Issue #841, opened 2016-03-13
Provide the way to define parser own options


masatake:
What kind of option format do you want?

My idea:

```
--opt-<LANG>=<OPT>:<VALUE>
```

pragmaware:
Mh... maybe for simplicity the parser specific options could be stored in the global options structure.
We could just define a policy for naming as --<LANG>-<OPTION>:

   --c++-preserve-templates
   --python-something=value
   --c-do-something=value
  etc...

so basically no additional per-parser code would be needed ?

masatake:
The language common prefix is needed two reasons.

* Consider language named "help" as an example. 
   Without the prefix, we have to introduce `--help-something=value`.
    Users and we will be confused. 
    The name of language is obviously wrong but we cannot choose the name of language.

   This is the reason why I introduced `--kind-<LANG>` option.

* I have nerver tried implementing but I guess the common prefix will make implementing bash/zsh completion rules for ctags easier.

How about `-O <LANG>-something=value` or `-O <LANG>:something=value` ?

pragmaware:
Hm.. we already have --<LANG>-kinds.

One point I would like to throw in is that the ctags options are already quite complex and hard to use. It took me quite a while and a lot of man page readings to understand how to use kinds, fields, extras etc.
We should avoid to increase the complexity further more...

masatake:
> Hm.. we already have --<LANG>-kinds
I would like to remove `--<LANG>-kinds`. However, it breaks compatibility.

> One point I would like to throw in is that the ctags options are already quite complex and hard to use. It took me quite a while and a lot of man page readings to understand how to use kinds, fields, extras etc.
We should avoid to increase the complexity further more...

Comparing following two:
```
--c++-preserve-templates
```
```
-O C++:preserve-templates
```
The former will be listed in `--help`.
The later will be not. Just `-O` is listed but `C++:preserve-templates` is not.
`preserve-templates` will be listed in ``--list-parser-option=C++``.

I think the later is a bit simpler than the former in this aspect.

pragmaware:
Hm... don't know.

(in favor of --c++-preserve-templates)
Using more commands to figure out options looks more complex to me.
--c++-preserve-templates=value is quite standard (and you will find it directly in the --help output).
-O C++:preserve-templates=value is not really standard and one will first have to discover it by stumbling upon --list-parser-options and then memorize how to use it by repeatedly looking at --help

(in favor of -O c++:preserve-templates)
[...]

PR #1161, opened 2016-10-08
CXX: Better macro handling

pragmaware:
- Replacement of macros defined with -I is now fully parsed, so it can contain whatever C/C++ code the user likes
- If a replacement of a + macro contains the $0,$1...$9 sequences, then they are replaced with the 0-th, 1-st...9-th parameter of the skipped parenthesis. This can be used to define almost real C/C++ macros.
- If a replacement of a + macro contains the $\* sequence then it's replaced by the whole parameter set extracted from the skipped parenthesis. This allows for handling of simple variadic macros.

### DIFF
--- a/main/options.c
+++ b/main/options.c
@@ -57,7 +57,7 @@
 #define EXTENSION_SEPARATOR '.'
 #define PATTERN_START '('
 #define PATTERN_STOP  ')'
-#define IGNORE_SEPARATORS   ", \t\n"
+#define IGNORE_SEPARATORS   ",\n"
 
 #ifndef DEFAULT_FILE_FORMAT
 # define DEFAULT_FILE_FORMAT  2
@@ -2194,11 +2194,11 @@ static void saveIgnoreToken(const char * ignoreToken)
 	if(tokenEnd <= tokenBegin)
 		return;
 
-	
 	ignoredTokenInfo * info = (ignoredTokenInfo *)eMalloc(sizeof(ignoredTokenInfo));
 	
 	info->ignoreFollowingParenthesis = ignoreFollowingParenthesis;
 	info->replacement = replacement ? eStrdup(replacement) : NULL;
+	info->replacementLength = replacement ? strlen(replacement) : 0;
 
 	hashTablePutItem(Option.ignore,eStrndup(tokenBegin,tokenEnd - tokenBegin),info);
 
--- a/Units/parser-cxx.r/complex-macros.d/args.ctags
+++ b/Units/parser-cxx.r/complex-macros.d/args.ctags
@@ -1,0 +1,7 @@
+--c++-kinds=*
+--fields-c++=+{properties}
+-I DECLARE_FUNCTION+=$0 $1()
+-I ARGS+=$*
+-I DECLARE_VARS+=int $0a; int $0b;
+-I IMPLEMENT_FUNCTIONS+=void $0a(){}; void $0b(){};
+-I DEPRECATED+=$* __attribute__((deprecated))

::::

[Exercise objective] Tally the lines of the records that contain "later", then write only the total.

[Exercise answer] 2